Now that you have added additional constraints, the risk contribution of the resulting portfolio does not match the budget. Yet, the solution to the problem is minimizing the deviation of the risk contribution to the target risk budget. Because the risk budgeting portfolio without the extra constraints assigns weights larger than 30% to the first and second assets, the solution to the problem that minimizes the deviation assigns as much as possible to the first and second assets and distributes the rest to the other assets.

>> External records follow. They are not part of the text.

Issue #458, opened 2016-09-16
Authentication setup for API


jessieay:
At the moment, there is no auth for the Tock API, eg: https://tock.18f.gov/api/projects.json

We should create and document an auth system for accessing the Tock API.

Pieces of this:
- Create a system of keys that can be created and deleted via the Django admin UI
- Keys are associated with a particular user or application (so we know who they are for)
- Keys can be used (sent in header?) to access any API endpoint
- Document how this auth works in the `README`

this will help us fix: https://github.com/18F/micropurchase/issues/951

toolness:
We should probably use `django_rest_framework`'s [`TokenAuthentication`](http://www.django-rest-framework.org/api-guide/authentication/#tokenauthentication) scheme for this.

For applications like Micropurchase, I'm wondering if it'll actually be most expedient to make a user for them that simply doesn't have an email address associated with it (so no one can "log in" as it), but that does have permissions and an API key.  Does that sound reasonable?

jessieay:
sure, that's fine. whatever works on your end works for us!

toolness:
Erm, I'm very confused now.  I thought that this app was migrating to a system where Django was handling all the auth, as per #446 (which was mysteriously closed), but it looks like the new auth system works much like the old one, where something in front of the Django app is setting an `X-Auth-User: firstname.lastname@gsa.gov` header.  As with the MyUSA-based auth, this makes it very difficult to use a completely different token-based scheme on the `/api/` endpoints unless whatever is sitting in front of the Django app is configured specifically to pass through all requests that start with `/api/`.

@batemapf any idea why this new auth scheme is in place, rather than #446?

batemapf:
ah yes, quite a mysterious close @toolness. meant to drop a comment in there referencing #456. we could certainly reopen and rework the authentication backend. however, setting up the UAA proxy to forward header info (X_AUTH_USER:...) to Tock is just simpler at this point...

...except for setting up an authenticated API :-)

Here is (roughly) what i am thinking:
1. set up a simple token-based API authentication system with a single token per user. could save this right in the employes.models.EmployeeData class and tack on a custom save() method to delete the token when the employee is `active=False`
2. require usage of that authentication system for all /api/ URLs.
3. create an alternate route to the app (say, tock-app.18f.gov/api/) that _is not_ behind the UAA proxy. the route would be limited to the /api/ path, so no other parts of the app could be accessed.
4. generate and supply tokens to users upon request.

jessieay:
[...]

PR #465, opened 2016-09-20
Add API Authentication

batemapf:
To address #458.

**TODO:**
- [x] update existing tests
- [x] add new tests for employees model method 
- [ ] remap route to tock.18f.gov/api w/o UAA proxy
- [ ] update README

### DIFF
--- a/tock/api/tests.py
+++ b/tock/api/tests.py
@@ -23,7 +23,14 @@ from rest_framework.authtoken.models import Token
 from django.test.client import Client
 from rest_framework.test import APIClient
 
+# common client for all API tests
 
+def client(self):
+    self.user = User.objects.get(username='aaron.snow')
+    self.token = Token.objects.get_or_create(user=self.user)[0].key
+    self.client = APIClient()
+    self.client.credentials(HTTP_AUTHORIZATION='Token ' + self.token)
+    return self.client
 
 # common fixtures for all API tests
 FIXTURES = [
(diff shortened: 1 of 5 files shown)


batemapf:
new tests not needed b/c only new code is calling a third party library (`rest_framework.authentication.TokenAuthentication`) which we don't need to test. cc @annalee 

existing tests have been updated to work with new auth system via https://github.com/18F/tock/pull/465/commits/6f085269a2d675940669a2039d6d11007114f39f

tock/employees/models.py
```diff
@@ -38,3 +39,13 @@ class Meta:
 
     def __str__(self):
         return '%s' % (self.user)
+
+    def save(self, *args, **kwargs):
+        if self.current_employee is False:
+            try:
+                token = Token.objects.get(user=self.user)
+                token.delete()
+            except:
```
annalee: In general, it's better to do specific exceptions like `except.DoesNotExist(): pass`, so that it's not silently failing on exceptions other than the ones we're expecting. When working on this, were you mostly seeing DoesNotExist, or was it throwing other exceptions as well?

tock/api/tests.py
```diff
@@ -39,11 +46,17 @@ def test_projects_csv(self):
 class ProjectInstanceAPITests(WebTest):
     fixtures = FIXTURES
 
+    def setUp(self):
+        self.user = User.objects.get(username='aaron.snow')
+        self.token = Token.objects.get_or_create(user=self.user)[0].key
+        self.client = APIClient()
+        self.client.credentials(HTTP_AUTHORIZATION='Token ' + self.token)
+
```
annalee: We're duplicating this setUp code here in several places. It probably makes sense to create a function that the various setUp functions all call, so that if we need to update one of these setup steps, we only have to update it in one place.

tock/employees/models.py
batemapf: Nope, just does not exist. Will update with the specific exception!

tock/api/tests.py
batemapf: On it!

batemapf: addressed via https://github.com/18F/tock/pull/465/commits/462a01c564e669a9375ed298f7279e3bbb441ac7 and https://github.com/18F/tock/pull/465/commits/c4b53fbba479ba3a3299cc008bec22eabaa68c0d

tock/employees/models.py
batemapf: addressed via https://github.com/18F/tock/pull/465/commits/27998c2c1341ce2229e0f6daf56af5f8b40b521f

PR #466, opened 2016-09-20
Align UserData and User models with save method

batemapf:
The UserData class extends the built-in User class. This change better aligns the two models when the `current_employee` attribute is updated in an instance of the UserData class.


annalee:
This is stale, but still useful, so we should clean up the conflicts on this and get it merged.

batemapf:
@annalee caught up, plus a little tidying. ready for review and merge!

PR #470, opened 2016-09-20
add active field to projects endpoint

batemapf:
@adelevie's delight. adding the `active` attribute to the project serializer.


adelevie:
looks friggin' sweet to me

annalee:
:shipit:

PR #475, opened 2016-09-21
make csv views available w/o token to auth'd user

batemapf:
This change is a complement to the new token-based authentication in #465. It provides logged in (via the UAA proxy) users with access to two common CSV reports w/o requiring a token. h/t to @annalee for working through it with me!

### DIFF
--- a/tock/api/views.py
+++ b/tock/api/views.py
@@ -1,6 +1,8 @@
 import collections
 import datetime
 
+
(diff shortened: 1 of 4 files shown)


batemapf:
doh! that's why you test locally before pushing to remote 😞

batemapf:
closing in favor of #476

As explained in Role of Convexity in Portfolio Problems, because the objective function is nonconvex, this formulation cannot be solved by the `Portfolio` object solvers if you add cardinality constraints or conditional bounds to the problem.

### Compare Risk Parity and Mean-Variance Portfolios

You can examine the difference in the allocation between the traditional minimum variance portfolio and the risk parity portfolio.

First compute the minimum variance portfolio. The traditional mean-variance framework requires the assets mean return to be defined before you compute any of the portfolios on the efficient frontier.

```% Define assets mean p.AssetMean = [0.1; 0.1; 0.15; 0.2]; % Minimum variance portfolio wMinVar = estimateFrontierLimits(p,'min');```

To compute the risk parity portfolio, make sure all assets contribute equally to the risk. Set ${\mathit{b}}_{\mathit{i}}=\frac{1}{\mathit{n}}$ and update the objective function.

```% Update budget budget = 1/p.NumAssets*ones(p.NumAssets,1); % Update objective objFun = @(w) sum(((w.*(Sigma*w))/(w'*Sigma*w) - budget).^2);```

Solve the risk parity problem using `estimateCustomObjectivePortfolio`.

```% Risk parity portfolio with extra constraints wRP = estimateCustomObjectivePortfolio(p,objFun);```

Compare the weight allocation concentrations.

```% Plot pie charts tiledlayout(1,2); % Minimum variance portfolio nexttile pie(wMinVar) title('Minimum Variance Portfolio',Position=[0,1.5]); % Risk parity portfolio nexttile pie(wRP) title('Risk Parity Portfolio',Position=[0,1.5]); % Add legend lgd = legend({'1','2','3','4'}); lgd.Layout.Tile = 'east';```

The portfolio allocation of the minimum variance portfolio sets all assets with the smallest risk to their maximum (30%). On the other hand, the risk parity allocation sets only the first two assets to 30% and the last two are more balanced. This result is a simple example of how the risk parity allocation helps to diversify a portfolio.